The Mets took game 3 by a 4-2 margin on the strength of 2 8th inning runs off of El Duque, who was fantastic up until that point. The Yankees lead 2-1 heading into the bottom of the 6th, when Hernandez allowed a run scoring double to Todd Zeile that also put runners at 2nd and 3rd with nobody out. After a walk loaded the bases, El Duque proceeded to get two strikeouts and a groundout to escape without further damage. With Rick Reed out of the game, the Yankees had a chance against the Mets bullpen, but Wendell, Cook, Franco, and Benitez were up to the task, allowing 4 baserunners but no runs in the final 3 innings. In the bottom of the 8th, El Duque allowed a single to Zeile and a run scoring double to Agbayani, who later scored as well on a sac fly, and suddenly we had a series.
With a thrilling pitching matchup of Denny Neagle against Bobby Jones, Game 4 was truly up for grabs. However, Derek Jeter set the tone early with a home run on the first pitch of the game, and the Yankees never trailed. Jeter tripled leading off the third and scored on a groundout to give the Yankees a 3 run lead. Neagle was on a very short leash, and was pulled with 2 outs and no one on in the 5th as Mike Piazza, who had homered in the 3rd to cut the lead to 3-2, came to the plate. Joe Torre went to David Cone, who put a bow on his Yankee career by getting Piazza to pop out. Nobody threatened much for the rest of the contest, as Nelson, Stanton, and Rivera pitched 4 innings of shutout ball, and the Yankees were one win from their 26th title.
The Mets lead for much of Game 5, taking a 2-1 lead in the second after a Bernie homer had given the Yankees an early lead. With two outs and runners on second and third, Pettitte made an error on a Leiter bunt that allowed one run to come in, and an Agbayani single gave the Mets the lead.
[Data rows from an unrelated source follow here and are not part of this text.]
Issue #1113, opened 2017-06-17
TLS support for self hosted etcd cluster


xiang90:
etcd operator already supports TLS for self hosted cluster. And we are finishing up the TLS support for bootkube: https://github.com/kubernetes-incubator/bootkube/pull/592.

Since tectonic installer does not use bootkube render directly, we still need to make changes in tectonic installer to support TLS.

/cc @hongchaodeng @robszumski @s-urbaniak

hongchaodeng:
ref https://github.com/kubernetes-incubator/bootkube/issues/582
The render code are in step 1, 2

Quentin-M:
Assigning this to you @s-urbaniak as you've been working on it for the statically provisioned etcd. Tell me if you'd like someone else to do it :)

Quentin-M:
Tentatively adding release blocker. Will see how it goes.

PR #1066, opened 2017-06-13
installer/tests/sanity: add a test that ensure all manifests are created

Quentin-M:
This PR makes the sanity tests verify that all the resources defined by the generated manifests are created and present on the provisioned clusters. This aims at avoiding situations where we thought we were deploying Prometheus, while we were not due to a bug.

The PR is huge because we *had* to update the vendors. They were from mid-2016 and because we are now using a `kubectl` command, conflicts arise as the different packages in Kubernetes were not using the same client. Now, everything uses `client-go`. **You want to look at the third commit.** If you prefer, I can make a PR that is only doing the vendor bump, wait for it to be merged, and rebase.

Fixes https://github.com/coreos/tectonic-installer/issues/1020
Needs to be updated after https://github.com/coreos/tectonic-installer/issues/1037 (set of experimental manifests)

**How to test?**
```
export MANIFEST_EXPERIMENTAL=false
export MANIFEST_PATHS=build/<CLUSTER>/generated/
export TEST_KUBECONFIG=build/<CLUSTER>/generated/auth/kubeconfig

go test -v github.com/coreos/tectonic-installer/tests/smoke -cluster
```

You can toggle the `MANIFEST_EXPERIMENTAL` flag to generate a failure depending on whether you deployed a clluster with experimental features or not. You may also create extra or wrong manifests in the generated manifest folder and see the test complaining because the manifest is not there, or cannot be parsed, respectively.

PR #1124, opened 2017-06-19
*: add manifests for tectonic-etcd-operator and tectonic-etcd appversion

hasbro17:
This PR adds the manifests for tectonic-etcd-operator(TEO) `v0.0.1` and the appversion `tectonic-etcd` to the installer.

The TEO will reconcile the versions for its components, etcd-operator and the etcd-cluster, according to the version map maintained by the TEO. 
For the starting TEO version `v0.0.1` these will be etcd-operator(`v0.3.2`) and etcd-cluster(`v3.1.7`). Both these versions have been updated in config.tf.

@yifan-gu @sym3tri 

/cc @xiang90 @hongchaodeng

### DIFF
--- a/config.tf
+++ b/config.tf
@@ -44,10 +44,11 @@ variable "tectonic_container_images" {
     kubedns_sidecar                 = "gcr.io/google_containers/k8s-dns-sidecar-amd64:1.14.1"
     flannel                         = "quay.io/coreos/flannel:v0.7.1-amd64"
     etcd                            = "quay.io/coreos/etcd:v3.1.6"
-    etcd_operator                   = "quay.io/coreos/etcd-operator:v0.3.0"
+    etcd_operator                   = "quay.io/coreos/etcd-operator:v0.3.2"
     kenc                            = "quay.io/coreos/kenc:48b6feceeee56c657ea9263f47b6ea091e8d3035"
     awscli                          = "quay.io/coreos/awscli:025a357f05242fdad6a81e8a6b520098aa65a600"
     kube_version                    = "quay.io/coreos/kube-version:0.1.0"
+    tectonic_etcd_operator          = "quay.io/coreos/tectonic-etcd-operator:v0.0.1"
   }
 }
 
@@ -56,12 +57,13 @@ variable "tectonic_versions" {
   type        = "map"
 
   default = {
-    etcd         = "3.1.6"
-    prometheus   = "v1.7.1"
-    alertmanager = "v0.7.1"
-    monitoring   = "1.3.0"
-    kubernetes   = "1.6.4+tectonic.1"
-    tectonic     = "1.6.4-tectonic.1"
+    etcd                   = "3.1.7"
+    prometheus             = "v1.7.1"
+    alertmanager           = "v0.7.1"
+    monitoring             = "1.3.0"
+    kubernetes             = "1.6.4+tectonic.1"
+    tectonic               = "1.6.4-tectonic.1"
+    tectonic_etcd_operator = "0.0.1"
   }
 }
 
--- a/modules/tectonic/resources/manifests/updater/app-version-tectonic-etcd.yaml
+++ b/modules/tectonic/resources/manifests/updater/app-version-tectonic-etcd.yaml
@@ -1,0 +1,13 @@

The score held until the 6th, when Derek Jeter homered to tie the game and essentially clinch WS MVP for himself. Leiter, pitching a gem of a game, struck out the first two Yankee hitters in the 9th, and it looked like he would finish a complete 9 and give his chance to win it with a walk-off.
The next hitter was Jorge Posada, and he worked a walk after a 9 pitch at-bat. At this point, Leiter was at 138 pitches and the Met bullpen had pitched well in the series, but Bobby Valentine decided to stick with Leiter and it cost him. Brosius singled to put runners on first and second, and on the next pitch, Luis Sojo hit a 20 hopper through the middle. Posada scored on the play, and the throw hit him and bounded away, allowing Brosius to score as well. The Yankees handed the ball to Mariano Rivera to close things out, and he made things interesting by walking Agbayani with one out and Alfonzo and Piazza due up. Alfonzo flew out to right, and Piazza took a big hack that looked off the bat as if it might tie the game. However, Piazza just missed it, Bernie caught the ball in front of the track, and the Yankees were once again World Champions.